The Rise of the Extreme Right – An Alternative Theory

I was watching another report of the Tea Party rallies and felt a strange sensation of deja vu.  The views being presented, the way they were presented, the way the partiers reacted, the energy expressed were all familiar somehow.  I sent my mind back to find out where this was coming from.  All of a sudden, there it was.  I saw it.  I knew where I had seen all this before.  I was shocked, then I realized I should have known all along. Here is my theory of where this extreme right ideology came from.

I realized that what I was watching was reminiscent of the Amway rallies I used to go to.  It all made sense.  I remembered how they got us involved – promises of wealth and the easy life.  Promises that anybody could do it.  Anger at the establishment and how the establishment had sold us all out.  Religion.  Protect the wealthy because you would soon be one of them and enjoy all the benefits.  Super patriotism.  Did I say Religion?

It was the religious piece that drove us away from Amway.  I didn’t see how false the promises were, I didn’t see the exploitative nature of the company at first.  I saw the extreme religious aspect.  I resented that.  It offended people I was trying to work with.  My cross line was Jewish and they were extremely offended.  I was offended for them.  They were considered second class citizens because they were not of the correct religion.  The rallies they and we paid good money to attend were full of proselytizing.  They actually had calls to become born again at these business functions.  They said ugly things about people who were not the “right” type of Christians.

After we left and were able to look at the business more things became clear.  The products were inferior, but sold at inflated prices.  The uplines would tell you to buy these products at these inflated prices, and as you convinced your own downline to overbuy overpriced products your downline would subsidize your own purchases.  They encouraged us to enlist people who were in dire financial straits, assuring us that this would help them get out of debt.  In other words, they preyed on the desperate.  But the Diamonds and Emeralds did not get wealthy selling chevrolet products at cadillac prices.  They became wealthy selling tapes.  Every week, downline were told to purchase two tapes.  The tapes cost $.50 to make and distribute, but they were sold for $7.50 apiece.  In them, the diamond or emerald selected would tell you to buy more, how to be Christians, that the wealthy deserved the fat of the land and that anybody who was broke deserved to be broke.  The Amway distributors listened to these tapes night and day.  They were paying for their own brainwashing.  That is the most effective way to brainwash somebody.  What was said on the tapes is what I hear the extreme right wingers saying now.

Many of the big-time self help and motivational speakers today got to be household names and millionaires because of Amway sponsorship.  One example that comes to mind is Robert Kiyosaki.  I don’t have a problem with Mr. Kiyosaki, but I know that his books had few sales until Amway pushed his books to the distributors and had him speak at functions.  This is one reason so many motivational speakers tell you that an MLM is a smart way to become wealthy.  In fact, you have about as much chance of becoming wealthy as an Amway distributor as winning the lottery. (the odds may be different, but the fact is, becoming wealthy is highly unlikely)

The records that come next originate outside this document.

PR #7580, opened 2023-01-17
docs(recaptcha-samples): update account defender samples

Sita04:
Update Create account defender assessment sample to use HMAC SHA 256.
Update SearchRelatedAccountGroupMemberships to reflect API changes. (setParent to setProject)

### DIFF
--- a/recaptcha_enterprise/snippets/src/main/java/recaptcha/account_defender/AccountDefenderAssessment.java
+++ b/recaptcha_enterprise/snippets/src/main/java/recaptcha/account_defender/AccountDefenderAssessment.java
@@ -60,14 +60,13 @@ public class AccountDefenderAssessment {
     String userIdentifier = "default" + UUID.randomUUID().toString().split("-")[0];
 
     // Change this to a secret not shared with Google.
-    String HMAC_KEY = "SOME_INTERNAL_UNSHARED_KEY";
+    final String HMAC_KEY = "SOME_INTERNAL_UNSHARED_KEY";
 
     // Get instance of Mac object implementing HmacSHA256, and initialize it with the above
     // secret key.
     Mac mac = Mac.getInstance("HmacSHA256");
-    SecretKeySpec secretKeySpec = new SecretKeySpec(HMAC_KEY.getBytes(StandardCharsets.UTF_8),
-        "HmacSHA256");
-    mac.init(secretKeySpec);
+    mac.init(new SecretKeySpec(HMAC_KEY.getBytes(StandardCharsets.UTF_8),
+        "HmacSHA256"));
     byte[] hashBytes = mac.doFinal(userIdentifier.getBytes(StandardCharsets.UTF_8));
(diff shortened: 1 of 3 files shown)


recaptcha_enterprise/snippets/src/main/java/recaptcha/account_defender/AccountDefenderAssessment.java
```diff
@@ -56,9 +59,16 @@ public static void main(String[] args) throws IOException, NoSuchAlgorithmExcept
     // Unique ID of the customer, such as email, customer ID, etc.
     String userIdentifier = "default" + UUID.randomUUID().toString().split("-")[0];
 
-    // Hash the unique customer ID using HMAC SHA-256.
-    MessageDigest digest = MessageDigest.getInstance("SHA-256");
-    byte[] hashBytes = digest.digest(userIdentifier.getBytes(StandardCharsets.UTF_8));
+    // Change this to a secret not shared with Google.
+    String HMAC_KEY = "SOME_INTERNAL_UNSHARED_KEY";
```
lesv, line 63: Might this be better near the top so that users can spot it?  Or is it better where it is so it will be in the snippet?

lesv: `static final` ?

recaptcha_enterprise/snippets/src/main/java/recaptcha/account_defender/AccountDefenderAssessment.java
```diff
@@ -56,9 +59,16 @@ public static void main(String[] args) throws IOException, NoSuchAlgorithmExcept
...
+
+    // Get instance of Mac object implementing HmacSHA256, and initialize it with the above
+    // secret key.
+    Mac mac = Mac.getInstance("HmacSHA256");
+    SecretKeySpec secretKeySpec = new SecretKeySpec(HMAC_KEY.getBytes(StandardCharsets.UTF_8),
+        "HmacSHA256");
```
lesv, line 69: Got to wonder if you shouldn't define a constant of this, probably not, but, I wonder.

lesv (approved):
Consider the questions, otherwise LGTM

recaptcha_enterprise/snippets/src/main/java/recaptcha/account_defender/AccountDefenderAssessment.java
Sita04: Leaning towards leaving it there at the snippet as it will be cohesive.
Making it final.

recaptcha_enterprise/snippets/src/main/java/recaptcha/account_defender/AccountDefenderAssessment.java
Sita04: Thanks for the catch. Better to inline with the mac.init so as to not risk exposing during debugging or logging.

When people left Amway, they rarely blamed the company.  The brainwashing had done its job.  They blamed themselves, they blamed their upline, they blamed their own financial circumstances, but not Amway.  I remember one upline we had went and had a garage sale.  They sold everything they owned including their furniture to finance their business, as their upline advised them to do.  When they left the business two years later, they had two small children,  an empty house and a garage full of outdated product.

Rich DeVos and Jay VanAndel became very wealthy from Amway.  They used this wealth to contribute to Republican candidates who shared their extreme right wing views and to muscle out more moderate candidates.  They put forth a litmus test, both religious and economic.  The candidates accepted this litmus test in exchange for their donations.  Thus the Republican party made a steady swing to the right.

Look at who the extreme right wingers are today.  Look at where Amway was particularly strong and where the tea party is strong today.  Look at the demographics.  Is it just coincidence?  I am beginning to wonder.